I can't stand this the "Security is a tradeoff with usability" line. It is
not. When you lock the airplane lavatory door and the light turns on what is
the tradeoff? As far as I am concerned Acme Bank's website is unusable if
anyone can login as me. How usable are your funds if anyone can transfer them
out of your control?

------
gyepi
War story: I was once called in to scale an application that had been running
on AWS for 6 or 7 months and was failing due to excessive traffic. Normally a
good problem to have, but this turned into a difficult problem because the
application stored critical data on an EBS and those are, of course, not
sharable. The only solution was to move to increasingly larger instances until
the application could be rewritten. Moral: If you are on the "cloud", make
sure your application design fits your infrastructure.

------
aidos
Once upon a time there was EC2, without EBS. It was actually a pretty good
place to be.
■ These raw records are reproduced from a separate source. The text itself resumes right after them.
PR #775, opened 2017-07-14
CQL4Bonnie With Coverage, Clause Level Highlighting, and Multi-Library Support

mayerm94:
For CODE REVIEW... you can test it if you want, use the 1.2.8 translator and run the update measures rake task


app/assets/javascripts/cql_calculator.js.coffee
```diff
@@ -47,7 +50,7 @@
         if elm_library['library']['identifier']['id'] == population.collection.parent.get('main_cql_library')
           main_library_version = elm_library['library']['identifier']['version']
           main_library_index = index
-
+
```
c-monkey: This whitespace change is sloppy. Also line 73.

lib/tasks/cql.rake
```diff
@@ -2,6 +2,57 @@
...
+      CqlMeasure.all.each do |measure|
+        begin
+          # Grab the user, we need this to output the name of the user who owns
+          # this measure. Also comes in handy when detecting measures uploaded
+          # by accounts that have since been deleted.
+          user = User.find_by(_id: measure[:user_id])
+          # Grab the measure cql
+          if measure[:cql].instance_of?(Array) # New type of measure
+            cql = measure[:cql]
+          elsif measure[:cql].instance_of?(String) # Old type of measure
```
c-monkey, line 22: What if cql isn't an array or a string? Obviously we have exceptions handlers, but why not explicitly call 'raise'?

app/assets/javascripts/cql_calculator.js.coffee
```diff
@@ -1,5 +1,8 @@
 @CQLCalculator = class CQLCalculator extends Calculator
 
+  # List of statements added by the MAT that are not useful to the user.
+  @SKIP_STATEMENTS = ["SDE Ethnicity", "SDE Payer", "SDE Race", "SDE Sex"]
```
c-monkey: This is duplicated from Thorax.Views.CqlPopulationLogic could it be shared?

app/assets/javascripts/cql_calculator.js.coffee
```diff
@@ -187,6 +192,233 @@
...
+    if result is true  # Specifically a boolean true
+      return true
+    else if result is false  # Specifically a boolean false
+      return false
+    else if Array.isArray(result)  # Check if result is an array
+      if result.length == 0  # Result is true if the array is not empty
+        return false
+      else if result.length == 1 && result[0] == null # But if the array has one element that is null. Then we should make it red.
+        return false
+      else
```
lukoktonos: Can the array ever have multiple null values?

Gemfile
```diff
@@ -14,10 +14,10 @@ gem 'less-rails'
 gem "non-stupid-digest-assets"
 
 gem 'health-data-standards', :git => 'https://github.com/projectcypress/health-data-standards.git', :branch => 'cql4bonnie'
-gem 'cql_qdm_patientapi', :git => 'https://github.com/projecttacoma/cql_qdm_patientapi.git', :branch => 'cql4bonnie'
+gem 'cql_qdm_patientapi', :git => 'https://github.com/projecttacoma/cql_qdm_patientapi.git', :branch => 'cql4bonnie_706_707'
```
holmesie, line 17: This is fine for testing, but why is this included in a pull request?

Gemfile
```diff
@@ -14,10 +14,10 @@ gem 'less-rails'
...
 gem 'simplexml_parser', :git => 'https://github.com/projecttacoma/simplexml_parser.git', :branch => 'master'
 gem 'hqmf2js', :git => 'https://github.com/projecttacoma/hqmf2js.git', :branch => 'master'
-gem 'bonnie_bundler', :git => 'https://github.com/projecttacoma/bonnie_bundler.git', :branch => 'cql4bonnie'
+gem 'bonnie_bundler', :git => 'https://github.com/projecttacoma/bonnie_bundler.git', :branch => 'statement_dep_and_clause_elm_merged'
```
holmesie, line 20: Same as above

app/assets/javascripts/cql_calculator.js.coffee
```diff
@@ -187,6 +192,233 @@
...
+        # If retrieving the STRAT, set the index to the correct STRAT in the cql_map
+        index = populationSet.get('stratification_index') if population == "STRAT" && populationSet.get('stratification')?
+
+        relevantStatement = measure.get('populations_cql_map')[population][index]
+        @_markStatementRelevant(measure.get('cql_statement_dependencies'), statementRelevance, measure.get('main_cql_library'), relevantStatement, relevance)
+
+    return statementRelevance
+
+  ###*
+  # Mark a statement as relevant if it hasn't already been marked relevant. Mark all dependent statement
```
c-monkey: This comment confused me since relevance is 3 values, no longer a boolean.

How about replace comment with:
Mark statement and its dependent statements relevance. Can change relevance from 'NA' to 'TRUE' or 'FALSE', can change 'FALSE' to 'TRUE', but does not change 'TRUE' if previously identified.

app/assets/javascripts/cql_calculator.js.coffee
```diff
@@ -114,7 +119,7 @@
         cql_population = defined_pops[index]
         # Is there a patient result for this population? and does this populationCriteria contain the population
         # We need to check if the populationCriteria contains the population so that a STRAT is not set to zero if there is not a STRAT in the populationCriteria
-        if results['patientResults'][patient.id][cql_population]? && population.get(popCode)?
```
holmesie: Why was this check removed?

app/assets/javascripts/cql_calculator.js.coffee
```diff
@@ -187,6 +192,233 @@
         population_results["DENEXCEP"] = 0
     return population_results
 
+  ###*
```
holmesie, line 214: This is not the style of function comments we've been using for this file. If you are going to start using this style, you should change all of the other function comments.

app/assets/javascripts/cql_calculator.js.coffee
```diff
@@ -187,6 +192,233 @@
...
+  # Build a map of population to boolean of if the result of the define statement result should be shown or not. This is
+  # what determines if we don't highlight the statements that are "not calculated".
+  # @private
+  # @param {Result} result - The population result object.
+  # @return {object} Map that tells if a population calculation was considered/relevant.
+  ###
+  _buildPopulationRelevanceMap: (result) ->
```
holmesie: This looks like view related code; why is it in this file?

app/assets/javascripts/cql_calculator.js.coffee
```diff
@@ -187,6 +192,233 @@
...
+
+  ###*
+  # Builds a map of relevance for the statements in this calculation.
+  # @private
+  # @param {object} populationRelevance - The map of population relevance used as the starting point.
+  # @param {Measure} measure - The measure.
+  # @param {population} populationSet - The population set being calculated.
+  # @return {object} The statement_relevance map that tells if each statement was relevant for calculation.
+  ###
+  _buildStatementRelevanceMap: (populationRelevance, measure, populationSet) ->
```
holmesie: Same as previous comment; this looks like view related code, why is it in this file?

app/assets/javascripts/cql_calculator.js.coffee
```diff
@@ -187,6 +192,233 @@
...
+  ###*
+  # Mark a statement as relevant if it hasn't already been marked relevant. Mark all dependent statement
+  # as relevant.
+  # @private
+  # @param {object} cql_statement_dependencies - Dependency map for the measure.
+  # @param {object} statementRelevance - The relevance map to fill.
+  # @param {string} libraryName - The library name.
+  # @param {string} statementName - The statement name.
+  ###
+  _markStatementRelevant: (cql_statement_dependencies, statementRelevance, libraryName, statementName, relevant) ->
```
holmesie: And again, same as previous comment; this looks like view related code, why is it in this file?

app/assets/javascripts/models/coverage.js.coffee
```diff
@@ -3,27 +3,46 @@ class Thorax.Model.Coverage extends Thorax.Model
...
+                if allClauses[key]
+                  if !@rationaleCriteria[libraryName]?
+                    @rationaleCriteria[libraryName] = []
+                  @rationaleCriteria[libraryName][localId] = clauseResult
+                
+        # Count total number of clauses that evalueated to true
+        for localId of allClauses
+          if allClauses[localId]
+            passedClauses += 1
+        # Set coverage to the ratio of evaluated clauses to total clauses
```
lukoktonos: I think 'ratio' should be 'percentage' here

app/assets/javascripts/cql_calculator.js.coffee
```diff
@@ -187,6 +192,233 @@
...
+  ###*
+  # Builds the result structures for the statements and the clauses.
+  # @private
+  # @param {Measure} measure - The measure.
+  # @param {object} rawStatementResults - The raw statement results from the calculation engine.
+  # @param {object} rawClauseResults - The raw clause results from the calculation engine.
+  # @param {object} statementRelevance - The statement relevance map.
+  # @return {object} Object with statement_results and clause_results built.
+  ###
+  _buildStatementAndClauseResults: (measure, rawClauseResults, statementRelevance) ->
```
holmesie: Same as previous comment

app/assets/javascripts/models/coverage.js.coffee
```diff
@@ -3,27 +3,46 @@ class Thorax.Model.Coverage extends Thorax.Model
...
-      @set coverage: ( covered_dc_count * 100 / dc_count ).toFixed()
+      # Coverage is 0 if there are no patients
+      if @clauseResults.length == 0
+        @set coverage: 0
+      else
+        allClauses = {}
+        @rationaleCriteria = {}
+        totalClauses = 0
+        passedClauses = 0
+        # Initialize all_clauses list to all false and count number of clauses
```
lukoktonos: change all_clauses in comment to be camel case to match variable name

app/assets/javascripts/cql_calculator.js.coffee
```diff
@@ -187,6 +192,233 @@
...
+  # @private
+  # @param {object} rawClauseResults - The raw clause results from the calculation engine.
+  # @param {object} statementRelevance - The statement relevance map.
+  # @param {object} statementName - The name of the statement the clause is in
+  # @param {object} lib - The name of the libarary the clause is in
+  # @param {object} localId - The localId of the current clause
+  # @param {object} clause - The clause we are getting the final result of
+  # @param {Array|Object|Interval|??} rawResult - The raw result from the calculation engine.
+  ###
+  _setFinalResults: (params) ->
```
holmesie: Same as previous comment, this seems way too much unrelated stuff to add to the cql_calculator

app/assets/javascripts/cql_calculator.js.coffee
```diff
@@ -187,6 +192,233 @@
...
+
+  ###*
+  # Finds the clause localId for a statement and gets the result for that clause.
+  # @private
+  # @param {Measure} measure - The measure.
+  # @param {string} libraryName - The library name.
+  # @param {string} statementName - The statement name.
+  # @param {object} rawClauseResults - The raw clause results from the engine.
+  ###
+  _findResultForStatementClause: (measure, libraryName, statementName, rawClauseResults) ->
```
holmesie: Same as previous comment

app/assets/javascripts/cql_calculator.js.coffee
```diff
@@ -187,6 +192,233 @@
...
+    statement = library.library.statements.def.find((statement) -> statement.name == statementName)
+    return rawClauseResults[libraryName]?[statement.localId]
+
+  ###*
+  # Determines if a result (for a statement or clause) is a pass or fail.
+  # @private
+  # @param result - The result from the calculation engine.
+  # @return {boolean} true or false
+  ###
+  _doesResultPass: (result) ->
```
holmesie: Same as previous comment

app/assets/javascripts/models/measure.js.coffee
```diff
@@ -125,6 +126,95 @@ class Thorax.Models.Measure extends Thorax.Model
...
+        return @_localIdCache[libraryName][statementName]
+
+  ###*
+  # Finds all localIds in a statement by it's library and statement name.
+  # @private
+  # @param {string} libraryName - The name of the library the statement belongs to.
+  # @param {string} statementName - The statement name to search for.
+  # @return {Hash} List of local ids in the statement.
+  ###
+  _findAllLocalIdsInStatementByName: (libraryName, statementName) ->
```
holmesie: Is this view related? Why is it in the model?

app/assets/javascripts/models/measure.js.coffee
```diff
@@ -125,6 +126,95 @@ class Thorax.Models.Measure extends Thorax.Model
...
+
+    return localIds
+
+  ###*
+  # Finds all localIds in the statement structure recursively.
+  # @private
+  # @param {Object} statement - The statement structure or child parts of it.
+  # @return {Array[Integer]} List of local ids in the statement.
+  ###
+  _findAllLocalIdsInStatement: (statement, libraryName, localIds, aliasMap, emptyResultClauses) ->
```
holmesie: See previous comment

app/assets/javascripts/cql_calculator.js.coffee
```diff
@@ -187,6 +192,233 @@
...
+    return statementRelevance
+
+  ###*
+  # Mark a statement as relevant if it hasn't already been marked relevant. Mark all dependent statement
+  # as relevant.
+  # @private
+  # @param {object} cql_statement_dependencies - Dependency map for the measure.
+  # @param {object} statementRelevance - The relevance map to fill.
+  # @param {string} libraryName - The library name.
+  # @param {string} statementName - The statement name.
```
c-monkey: missing 'relevant' param

app/assets/javascripts/models/coverage.js.coffee
```diff
@@ -3,27 +3,46 @@ class Thorax.Model.Coverage extends Thorax.Model
...
+                  if !@rationaleCriteria[libraryName]?
+                    @rationaleCriteria[libraryName] = []
+                  @rationaleCriteria[libraryName][localId] = clauseResult
+                
+        # Count total number of clauses that evalueated to true
+        for localId of allClauses
+          if allClauses[localId]
+            passedClauses += 1
+        # Set coverage to the ratio of evaluated clauses to total clauses   
+        @set coverage: ( passedClauses * 100 / totalClauses ).toFixed()
```
lukoktonos: Should there be a check to make sure this always stays between 0 and 100?

app/assets/javascripts/models/coverage.js.coffee
```diff
@@ -35,3 +54,18 @@ class Thorax.Model.Coverage extends Thorax.Model
 
       # Set coverage to the fraction of measure criteria that were true in the rationale
       @set coverage: ( @rationaleCriteria.length * 100 / @measureCriteria.length ).toFixed()
+
+  determineCovered: (clause) ->
+    if clause["final"] == "TRUE"
```
lukoktonos: might be able to just say `return clause["final"] == "TRUE"`

app/assets/stylesheets/cql_logic.less
```diff
@@ -13,4 +13,41 @@
...
+
+    span {
+      border-bottom-width: 4px;
+      line-height: 1.4;
+    }
+
+    span.clause-true {
+      background-color: @state-success-bg;
+      color: @state-success-text;
+      border-bottom-color: @state-success-text !important;
```
holmesie: Generally it's not the nicest thing seeing `!important` in CSS, why is that necessary here?

lib/tasks/cql.rake
```diff
@@ -2,6 +2,57 @@
 namespace :bonnie do
   namespace :cql do
 
+    desc %{Recreates the JSON elm stored on CQL measures using an instance of
+      a locally running CQLTranslationService JAR.
+
+    $ rake bonnie:cql:rebuild_elm}
+    task :rebuild_elm => :environment do
```
holmesie, line 9: This looks pretty good!

holmesie (changes requested):

app/assets/javascripts/cql_calculator.js.coffee
c-monkey, line 214: This language reads too awkward for me. How about:
Build a population to boolean map indicating if each define statement result should be highlighted, thus statements that are "not calculated" are unhighlighted in the UI.

app/assets/javascripts/cql_calculator.js.coffee
```diff
@@ -187,6 +192,233 @@
...
+      for statementName of statements
+        statementRelevance[lib][statementName] = "NA"
+
+    for population, relevance of populationRelevance
+      # If the population is values, that means we need to mark relevance for the OBSERVs
+      if (population == 'values')
+        for observation in measure.get('observations')
+          @_markStatementRelevant(measure.get('cql_statement_dependencies'), statementRelevance, measure.get('main_cql_library'), observation.function_name, relevance)
+      else
+        index = populationSet.get('index')
```
c-monkey: index is calculated identically each time through this loop except for a single "if"

How about we pull this calculation out of the "for"?

Gemfile
hossenlopp: This is a first pass PR for just reviewing code. Having the gemfile changes is here so people don't have to remember to checkout the correct branches and modify their gemfile to point to the other local checkouts. This also allows us to put it on ALPHA-STG, which we have done for a short period yesterday.

Gemfile
hossenlopp: Same response as above.

app/assets/javascripts/cql_calculator.js.coffee
hossenlopp: Looking at the commit that was made the log message provides more context. https://github.com/projecttacoma/bonnie/commit/072de32102ed34bd12284514a9b78e8987fac406

So... I believe I removed it because the coffeescript `?` was effectively causing to not look at the result if it was `null` or `false`. But those ARE valid results and they are handled below. Perhaps someone should look at that... Perhaps this code should just call `@_doesResultPass`.

app/assets/javascripts/cql_calculator.js.coffee
```diff
@@ -67,13 +70,15 @@
 
       # Calculate results for each CQL statement
       results = executeSimpleELM(elm, patientSource, @valueSetsForCodeService(), population.collection.parent.get('main_cql_library'), main_library_version, params)
-
+      
       # Parse CQL statement results into population values
       population_results = @createPopulationValues population, results, patient, observation_defs
 
       if population_results?
```
c-monkey: @hossenlopp as we discussed, add a comment for why we are returning all these values in the hash.

I like your suggestion that we document each of these hash values.

app/assets/javascripts/cql_calculator.js.coffee
```diff
@@ -187,6 +192,233 @@
...
+  _buildStatementAndClauseResults: (measure, rawClauseResults, statementRelevance) ->
+    statementResults = {}
+    clauseResults = {}
+    emptyResultClauses = []
+    for lib, statements of measure.get('cql_statement_dependencies')
+      statementResults[lib] = {}
+      clauseResults[lib] = {}
+      for statementName of statements
+        rawStatementResult = @_findResultForStatementClause(measure, lib, statementName, rawClauseResults)
+        statementResults[lib][statementName] = { raw: rawStatementResult}
```
c-monkey: like below in line 338, I think it would add clarity to call out that this section determines the statement results

app/assets/javascripts/views/logic/cql/cql_clause.js.coffee
```diff
@@ -0,0 +1,98 @@
+class Thorax.Views.CqlClauseView extends Thorax.Views.BonnieView
```
c-monkey: this is the only module in the 'cql' folder, we should get rid of the folder, since related modules (and this one, too) are all prefixed with 'cql_'

app/assets/javascripts/views/logic/cql_logic_view.js.coffee
```diff
@@ -53,24 +53,17 @@ class Thorax.Views.CqlPopulationLogic extends Thorax.Views.BonnieView
...
+    if @model.get('elm_annotations')?
+      for libraryName, annotationLibrary of @model.get('elm_annotations')
+        for statement in annotationLibrary.statements
+          # skip if this is a statement the user doesn't need to see
+          if !Thorax.Views.CqlPopulationLogic.SKIP_STATEMENTS.includes(statement.define_name) && statement.define_name?
             popNames = []
+            popName = null
             # if a population (population set) was provided for this view it should mark the statment if it is a population defining statement  
             if @population
               for pop, popStatements of @model.get('populations_cql_map')
```
c-monkey, line 66: this block of code is the same as line 285 of _buildStatementRelevanceMap (replacing population with populationSet)

app/assets/javascripts/cql_calculator.js.coffee
hossenlopp: This is view and coverage related code. Some of the big work in this branch to allow coverage calculation to work and be consistent with patient result highlighting is to use the same exact set of `clause_result`s that get returned from the CQLCalculator.

This function in particular determines which populations were even considered for calculation for this patient.  The structure generated here is used later to determine which CQL define statements should be considered touched (aka. relevant) in for this population calculation.

I will add some more comments to this function.

app/assets/javascripts/cql_calculator.js.coffee
hossenlopp: Same as above comment in general. It is used to determine the `clause_results` used in coverage calculation and logic views.

This function in particular makes use of the population_relevance structure generated in `_buildPopulationRelevanceMap` to determine the statements that are relevant in the calculation for this patient.

app/assets/javascripts/cql_calculator.js.coffee
hossenlopp: Similar to above comment. This is a helper recursive function for `_buildStatementRelevanceMap`.

app/assets/javascripts/cql_calculator.js.coffee
hossenlopp: Similar to above. This generates `statement_results` and `clause_results` that are added to the Result's attributes. Coverage and logic highlight both use these results. Right now I think there may be no usage of `statement_results` but I see it as pretty important for ease of debugging and for the inevitable implementation of patient dashboard for CQL.

app/assets/javascripts/models/coverage.js.coffee
```diff
@@ -3,27 +3,46 @@ class Thorax.Model.Coverage extends Thorax.Model
...
-      all_dc = []
-      for data_criteria, details of @population.measure().get('data_criteria')
-        if details.type != 'characteristic'
-          all_dc.push(data_criteria)
-      dc_count = all_dc.length
-
-      # Count number of covered data criteria
-      covered_dc = []
-      for patient in @population.measure().get('patients').models
-        covered_dc = covered_dc.concat(new CQL_QDM.CQLPatient(patient).getUniqueCoveredDataCriteria())
```
c-monkey, line 22: with this change, we should remove the placeholder function getUniqueCoveredDataCriteria from CQL_QDM.CQLPatient

app/assets/javascripts/cql_calculator.js.coffee
hossenlopp: Similar to above. Used in coverage calculation and logic highlighting. (I already mentioned this in the function comment). I'm going to fill more info into the code comment.

This function in particular figures out if a clause should be NA, UNHIT, TRUE or FALSE.

- NA - Means Not Applicable. This means the clause was not relevant to this population set at all. This won't be highlighted or considered a clause that needs to be covered.
- UNHIT - This specific patient doesn't hit this clause. This is most likely because the statement it resides was not relevant to a population calculation for this patient.
- TRUE - This clause is relevant and has a truthy result. `_doesResultPass` determines this.
- FALSE - This clause is relevant, is hit, and has a falsey result.

app/assets/javascripts/cql_calculator.js.coffee
hossenlopp: Similar to previous response. Important for coverage and logic highlighting.

app/assets/javascripts/cql_calculator.js.coffee
hossenlopp: Similar to previous response. Important for coverage and logic highlighting.

This function in particular is the sole source of if a statement or clause result is truthy or falsey (aka. highlight green or highlight red).

c-monkey (changes requested):
I'm generally happy with this PR.

app/assets/javascripts/cql_calculator.js.coffee
hossenlopp: Yes, if a CQL measure does something like this:
```
define "Array of two nulls": { first("something with no result"), first("somethingelse with no result") }
```

app/assets/javascripts/models/coverage.js.coffee
mayerm94: https://github.com/projecttacoma/cql_qdm_patientapi/tree/cql4bonnie_706_707

c-monkey: Don't forget to make the PR for this.

app/assets/javascripts/models/coverage.js.coffee
mayerm94: There was never a check on QDM coverage. Not a bad idea, but I'm not sure what we would do about it if it ever fell outside those bounds.

app/assets/javascripts/cql_calculator.js.coffee
jbradl11: I think even if the code is related to the view,  it's ok to be here for now. In the future, it might make sense to move alot of the logic here in a separate file.

app/assets/javascripts/cql_calculator.js.coffee
hossenlopp: I believe it can. I will look into this.

app/assets/javascripts/cql_calculator.js.coffee
holmesie: @jbradl11 I disagree, this change should be made now, and not relegated to the "never-going-to-happen" future.

The code itself looks good, but I strongly believe it does not belong here. This file is already way too big (compare it to the QDM version).

app/assets/javascripts/cql_calculator.js.coffee
holmesie: Make sense

lib/tasks/cql.rake
mayerm94: This file was already reviewed in another PR

c-monkey: https://github.com/projecttacoma/bonnie/pull/769

If we don't need a performance optimization - Alex says this takes only a minute or two - then as long as we're okay with the spam, doesn't matter to me.

app/assets/javascripts/cql_calculator.js.coffee
hossenlopp: We will not use `@_doesResultPass` right now because this may deal with collecting the results for episode of care based numbers, this means they need to know the number of things in an Array result.

app/assets/javascripts/cql_calculator.js.coffee
hossenlopp: This is getting moved to a new helper file in a helpers folder.

app/assets/stylesheets/cql_logic.less
hossenlopp: This was a copy and paste from a previous implementation where it was needed. Removed them in ff8c5170de4ef78e0236531539970b5cd003e725.

app/assets/javascripts/models/coverage.js.coffee
hossenlopp: @mayerm94 handled this.

app/assets/javascripts/models/coverage.js.coffee
hossenlopp: @mayerm94 handled this.

lib/tasks/cql.rake
hossenlopp: Since the beginning of cql4bonnie having CqlMeasure model that model has had `cql` as a field. The change to multi_library support meant we changed the type from `String` to `Array`. We need to handle upgrading to `cql` to an `Array` if isn't already.

app/assets/javascripts/cql_calculator.js.coffee
hossenlopp: @mayerm94 addressed this

app/assets/javascripts/models/measure.js.coffee
hossenlopp: We had a discussion about this. I forgot the result. This creates a structure relevant any calculation. It's additional calculated data that we could generate on the back end at upload, but having at the front end makes it easier to fix if there's an issue because it won't need a re-upload or rake task.

Now that I remember, this was something is ok to have on the Measure model, but the functions for calculating it should be shifted to a helper file. I will do that.

app/assets/javascripts/cql_calculator.js.coffee
hossenlopp: Oh gosh, I hate this block of code. It was copy pasted from the sister view code in `cql_logic_view.js.coffee`.

Basically what it is doing here is looking at each population in the population set (or stratification), figuring out which CQL statement defines the population. This should be moved to the Measure or the Population thorax model so it can be shared by calculator code and the logic view, since they both need to know which CQL statement defines which population.

app/assets/javascripts/views/logic/cql_logic_view.js.coffee
hossenlopp: Sure is... I commented on the other copy of this. I decided it belongs somewhere both calculator and this code can handle it. I have it as a tasker to refactor to a shared location.

app/assets/javascripts/cql_calculator.js.coffee
hossenlopp: Will move this to `constants.js.coffee.erb`.

c-monkey (approved):
My comments have been addressed.

c-monkey (changes requested):
@hossenlopp says more changes are comin'

app/assets/javascripts/cql_calculator.js.coffee
hossenlopp: This has been partially addressed. The rest of the functions will not be updated right now due to priorities.

app/assets/javascripts/cql_calculator.js.coffee
hossenlopp: @mayerm94 addressed this.

app/assets/javascripts/views/logic/cql_logic_view.js.coffee
hossenlopp: @mayerm94 Addressed this.

holmesie (approved):

jbradl11 (approved):
Looks good.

There was no ambiguity because everyone who used EC2 was given a
lot of warnings about how they'd have to architect their systems to avoid
critical failure. I wonder if the introduction of EBS has actually increased
data loss because people aren't as paranoid about it.

------
tbarbugli
Whats the point of this entry ? Are we surprised that hardware fails ? I am
the complete opposite of an EC2 fanboy but every time they decided to shut
down a machine they had the good taste of sending an email to us.